Noi non abbiamo nessuna intenzione di andare per i fatti nostri ma intendiamo confrontarci con gli attori che sono coinvolti in questo segmento dell’economia regionale e nazionale, perché abbiamo la consapevolezza, credo diffusa in tutti quanti voi, che il mondo della cooperazione può davvero essere una gamba del tavolo dello sviluppo e possa portare a incrementare i livelli occupazionali – che, come sapete, sono uno dei più grandi problemi che viviamo, particolarmente del mondo giovanile – e soprattutto nostro intendimento è quello di occuparsi anche di una sfera, spesso trascurata dall’economia privata , diciamo così, che fa riferimento alla necessità di esprimere concetti che nel  profitto si sviluppano anche nel percorso della solidarietà, nel percorso della vicinanza alle categorie più deboli. Il mondo della cooperazione davvero, da questo punto di vista, può essere un interlocutore, un attore molto importante.

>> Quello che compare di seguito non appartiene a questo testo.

PR #3384, opened 2026-05-11
Add lazy-init support for state data sources

bidetofevil:
Add functionality to `StateDataSource` to delay state capture. Everything is encapsulated in the state infra and doesn't touch the core DataSource interfaces.

This will be used in a subsequent PR for the manual screen tracking API.

### DIFF
--- a/embrace-android-instrumentation-api/src/main/kotlin/io/embrace/android/embracesdk/internal/arch/datasource/StateDataSource.kt
+++ b/embrace-android-instrumentation-api/src/main/kotlin/io/embrace/android/embracesdk/internal/arch/datasource/StateDataSource.kt
@@ -7,6 +7,7 @@ import io.embrace.android.embracesdk.internal.arch.SessionPartEndListener
 import io.embrace.android.embracesdk.internal.arch.limits.UpToLimitStrategy
 import io.embrace.android.embracesdk.internal.arch.schema.SchemaType
 import io.embrace.android.embracesdk.internal.logging.InternalErrorType
+import java.util.concurrent.atomic.AtomicBoolean
 import java.util.concurrent.atomic.AtomicReference
 
 /**
@@ -27,6 +28,7 @@ abstract class StateDataSource<T : Any>(
     private val currentState: AtomicReference<T> = AtomicReference(defaultValue)
     private val partStateToken: AtomicReference<SessionPartStateToken<T>?> = AtomicReference()
     private val unrecordedTransitions = AtomicReference(noUnrecordedTransitions)
+    private val initialized = AtomicBoolean(initializeOnCreation)
 
     /**
      * Notify that the state has changed at the given time to the given value, with the given number of transitions dropped by the
@@ -38,6 +40,10 @@ abstract class StateDataSource<T : Any>(
         transitionAttributes: Map<String, String> = emptyMap(),
         droppedTransitions: Int = 0,
     ) {
+        if (!initialized.getAndSet(true)) {
+            onDataCaptureEnabled()
+        }
+
         val oldState = currentState.getAndSet(newState)
         val currentStateToken = partStateToken.get()
         // Track the number of transitions dropped by instrumentation that didn't cause this to be invoked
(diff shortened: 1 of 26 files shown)


bidetofevil:
* **#3385** <a href="https://app.graphite.com/github/pr/embrace-io/embrace-android-sdk/3385?utm_source=stack-comment-icon" target="_blank">Graphite</a>
* **#3384** <a href="https://app.graphite.com/github/pr/embrace-io/embrace-android-sdk/3384?utm_source=stack-comment-icon" target="_blank">Graphite</a> 👈 <a href="https://app.graphite.com/github/pr/embrace-io/embrace-android-sdk/3384?utm_source=stack-comment-view-in-graphite" target="_blank">(View in Graphite)</a>
* `main`


<h2></h2>

fractalwrench (commented):
This feels like the approach could be the wrong way round to me. I think there's a distinction to be made between whether the `DataCaptureOrchestrator` allows a `DataSource` to capture data, and whether that `DataSource` is ready to capture data (an internal implementation detail).

Is it feasible to have the data source internally maintain state on whether it's ready to capture data, or are there reasons that's not possible?

bidetofevil:
Yeah, the lifecycle might be a bit unclear. Before this, a data source is basically ready to receive or passively capture data after creation, which is broken up into the object instantiation, and the calling of the `onDataCaptureEnabled()` callback, which is effectively a creation callback.

This PR decouples the callback invocation optionally, which creates an implicit init step that is post creation. But as seen from the changes to `StateDataSource`, it has created an implicit state of "created but not ready to capture data", which isn't expressed in the `DataSource` interface and only in `StateDataSource`. You're right to point out the disconnect.  
  
I think I can push whether or not a datasource is ready to capture data up to the DS level, but I'll have to see if I can truly guard the capturing of data (e.g. have some logic in `captureTelemetry).`Let me spend a bit of time on this today.

bidetofevil:
I'm not completely satisfied with this, but it is a good point to take stock to see if it's good enough for now.  
  
To summarize the change, I've basically tightly coupled `DataSourceState` with`DataSourceImpl` whereas before it was coupled with `DataSource` only. The reason I made this change was so `DataSourceState` can selectively enable a datasource upon creation, which is a new concept being introduced, as it is primarily responsible for doing that in production codepaths. 

The reason this concept cannot be put on the `DataSource` interface is because the implementation will need to guarantee that data sources not enabled at creation need to be enabled some other time - and whether or not something is enabled has to be congruent with this, and the only way to guarantee that is embedding everything within an implementation, which is what this does.  
  
Alternatively, I could have put the concept on the interface and made the non-DataSourceImpl-based implementations fend for themselves, which I don't like. I could've also extracted this into another interface and provided some state management implementation, but that seems over the top in terms of complexity. As such this is what I've settled on.

Another wrinkle that makes this trickier is that `DataSourceState` and `DataSource` are tightly coupled, but you can also create a datasource on its own without a DataSourceState, which enforces some lifecycle stuff. This is probably something we can address later, as this change exposes that issue a bit more.

fractalwrench:
I think this one could benefit from sync discussion (either in the guild or later on) given that it affects a core internal API and I think it'd be beneficial to have everyone on the same page with the approach before reviewing a changeset

bidetofevil:
Pushed all this stuff to the `StateDataSource`

fractalwrench (approved):
LGTM

embrace-android-instrumentation-api/src/main/kotlin/io/embrace/android/embracesdk/internal/arch/datasource/StateDataSource.kt
```diff
@@ -97,15 +113,23 @@ abstract class StateDataSource<T : Any>(
         createSessionStateSpan(currentState.get())
     }
 
+    private fun startStateCapture() {
+        if (!stateCaptureActive.getAndSet(true)) {
```
lemnik: nit: any reason not to use a single strong CAS instead of `getAndSet`?

```suggestion
        if (stateCaptureActive.compareAndSet(false, true)) {
```

lemnik (approved):

embrace-android-instrumentation-api/src/main/kotlin/io/embrace/android/embracesdk/internal/arch/datasource/StateDataSource.kt
bidetofevil: No good reason at all. More like a force of habit, but a compareAndSet makes more sense, so lets do that.

bidetofevil:
### Merge activity

* **May 20, 3:04 PM UTC**: A user started a stack merge that includes this pull request via [Graphite](https://app.graphite.com/github/pr/embrace-io/embrace-android-sdk/3384).
* **May 20, 3:05 PM UTC**: [Graphite](https://app.graphite.com/github/pr/embrace-io/embrace-android-sdk/3384) rebased this pull request as part of a merge.
* **May 20, 3:05 PM UTC**: @bidetofevil merged this pull request with [Graphite](https://app.graphite.com/github/pr/embrace-io/embrace-android-sdk/3384).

Voi avete presentato una serie di suggerimenti che dovrebbero essere in capo all’Amministrazione regionale, anzi, sono tutti in capo all’Amministrazione regionale, nel senso che il decalogo che voi avete declinato suggerisce alla Regione di fare una serie di cose.

Noi ne prendiamo buona nota. Però adesso facciamo il decalogo anche per il mondo della cooperazione. Perché è vero che noi dobbiamo fare la nostra parte ma è altrettanto vero che il mondo della cooperazione deve fare la sua. E credo che ci siano importanti cose da fare nel mondo della cooperazione. Del resto l’abbiamo sostenuto tutti quanti noi quando abbiamo messo in piedi i gruppi di lavoro.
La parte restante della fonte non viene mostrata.